| Problem to work on |
Word for word, retype the entire listing.

| Source data |
PR #1394, opened 2017-10-27
Use lowercase in messages from check/tag commands, too

zcalusic:
Almost all commands output in lowercase. Let's bring check & tag commands to that standard, too.


fd0 (approved):
LGTM!

Issue #2618, opened 2020-03-04
Backups segfault on ARMv7


richard-scott:
I build restic with Jenkins from Github master as and when commits are pushed.
Until this time I have not had any issues with it backing files up... until now ;-(

Output of `restic version`
--------------------------
```
# restic version
debug log file debug.log
debug enabled
restic 0.9.6 (v0.9.6-135-ga307797c) compiled with go1.14 on linux/arm
```

How did you run restic exactly?
-------------------------------
```
export B2_ACCOUNT_ID="XXXX"
export B2_ACCOUNT_KEY="XXXX"
export RESTIC_REPOSITORY="b2:restic-$(hostname | md5sum | awk '{print $1}')-$(hostname)"
export RESTIC_PASSWORD_FILE="/root/.restic"
export RESTIC_CACHE_DIR="/data/.restic"
restic init
restic backup /etc
restic backup /etc
```

The 1st backup of /etc will work ok, but the 2nd backup is when things segfault.

What backend/server/service did you use to store the repository?
----------------------------------------------------------------
Backblaze B2

Expected behavior
-----------------
Restic should backup correctly.
My last successful backup on this host was on the 27th Feb 2020.
(I have another linux host that bacups hourly and is working just fine.)

Actual behavior
---------------
It dies with a Segmentation fault :-(
```
# restic backup /etc
debug log file debug.log
debug enabled
repository 4357d291 opened successfully, password is correct
Segmentation fault files 4.264 MiB, total 941 files 6.448 MiB, 0 errors ETA 0:47
root@ReadyNAS:~/test#
/etc/wgetrc
```
Each time I run a backup it crashes but It doesn't stop at the same point in time or file.

Steps to reproduce the behavior
-------------------------------
I'm just running a backup (well, attempting to)

Do you have any idea what may have caused this?
-----------------------------------------------
I am using a [ReadyNAS Duo](https://www.netgear.com/support/product/RND2000v1_(ReadyNAS_Duo_v1).aspx) to run this backup on. It has 512MB of RAM, and lots of swap space allocated that it never actually uses.

Do you have an idea how to solve the issue?
-------------------------------------------
Restic backs up just fine on a Linux x86_64 system with 16GB RAM. Maybe its a memory thing, but its odd that its only just stopped working.
I have deleted my repo and started again with a fresh one at Backblaze so I don't believe data to be corrupted.

Did restic help you today? Did it make you happy in any way?
------------------------------------------------------------
Yes, and no.

[...]

PR #2643, opened 2020-03-12
Lighter init and buffered channels for signals

greatroar:

It makes restic's startup lighter by not postponing restic.Progress initialization. It also makes all channels passed to signal.Notify buffered.

The number of commits in this PR is large because it includes part of #2630, which I deemed uncontroversial, and which already fixed part of the problem. The reason that lighter initialization is part of it at all is that I first tried getting right of init functions, then figured out that signal handling is the actual problem.

The segfault reported at #2618 is very likely the result of improper signal.Notify use. This does not fix the issue entirely, but reduces it to the well-known "restic uses much memory" problem.

Checklist
---------

### DIFF
--- a/cmd/restic/cleanup.go
+++ b/cmd/restic/cleanup.go
@@ -20,7 +20,7 @@ var cleanupHandlers struct {
 var stderr = os.Stderr
 
 func init() {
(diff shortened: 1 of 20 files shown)


greatroar:
Sorry, wrong branch. See #2644.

| Written solution |
PR #1394, opened 2017-10-27
Use lowercase in messages from check/tag commands, too

zcalusic:
Almost all commands output in lowercase. Let's bring check & tag commands to that standard, too.


fd0 (approved):
LGTM!

Issue #2618, opened 2020-03-04
Backups segfault on ARMv7


richard-scott:
I build restic with Jenkins from Github master as and when commits are pushed.
Until this time I have not had any issues with it backing files up... until now ;-(

Output of `restic version`
--------------------------
```
# restic version
debug log file debug.log
debug enabled
restic 0.9.6 (v0.9.6-135-ga307797c) compiled with go1.14 on linux/arm
```

How did you run restic exactly?
-------------------------------
```
export B2_ACCOUNT_ID="XXXX"
export B2_ACCOUNT_KEY="XXXX"
export RESTIC_REPOSITORY="b2:restic-$(hostname | md5sum | awk '{print $1}')-$(hostname)"
export RESTIC_PASSWORD_FILE="/root/.restic"
export RESTIC_CACHE_DIR="/data/.restic"
restic init
restic backup /etc
restic backup /etc
```

The 1st backup of /etc will work ok, but the 2nd backup is when things segfault.

What backend/server/service did you use to store the repository?
----------------------------------------------------------------
Backblaze B2

Expected behavior
-----------------
Restic should backup correctly.
My last successful backup on this host was on the 27th Feb 2020.
(I have another linux host that bacups hourly and is working just fine.)

Actual behavior
---------------
It dies with a Segmentation fault :-(
```
# restic backup /etc
debug log file debug.log
debug enabled
repository 4357d291 opened successfully, password is correct
Segmentation fault files 4.264 MiB, total 941 files 6.448 MiB, 0 errors ETA 0:47
root@ReadyNAS:~/test#
/etc/wgetrc
```
Each time I run a backup it crashes but It doesn't stop at the same point in time or file.

Steps to reproduce the behavior
-------------------------------
I'm just running a backup (well, attempting to)

Do you have any idea what may have caused this?
-----------------------------------------------
I am using a [ReadyNAS Duo](https://www.netgear.com/support/product/RND2000v1_(ReadyNAS_Duo_v1).aspx) to run this backup on. It has 512MB of RAM, and lots of swap space allocated that it never actually uses.

Do you have an idea how to solve the issue?
-------------------------------------------
Restic backs up just fine on a Linux x86_64 system with 16GB RAM. Maybe its a memory thing, but its odd that its only just stopped working.
I have deleted my repo and started again with a fresh one at Backblaze so I don't believe data to be corrupted.

Did restic help you today? Did it make you happy in any way?
------------------------------------------------------------
Yes, and no.

[...]

PR #2643, opened 2020-03-12
Lighter init and buffered channels for signals

greatroar:

It makes restic's startup lighter by not postponing restic.Progress initialization. It also makes all channels passed to signal.Notify buffered.

The number of commits in this PR is large because it includes part of #2630, which I deemed uncontroversial, and which already fixed part of the problem. The reason that lighter initialization is part of it at all is that I first tried getting right of init functions, then figured out that signal handling is the actual problem.

The segfault reported at #2618 is very likely the result of improper signal.Notify use. This does not fix the issue entirely, but reduces it to the well-known "restic uses much memory" problem.

Checklist
---------

### DIFF
--- a/cmd/restic/cleanup.go
+++ b/cmd/restic/cleanup.go
@@ -20,7 +20,7 @@ var cleanupHandlers struct {
 var stderr = os.Stderr
 
 func init() {
(diff shortened: 1 of 20 files shown)


greatroar:
Sorry, wrong branch. See #2644.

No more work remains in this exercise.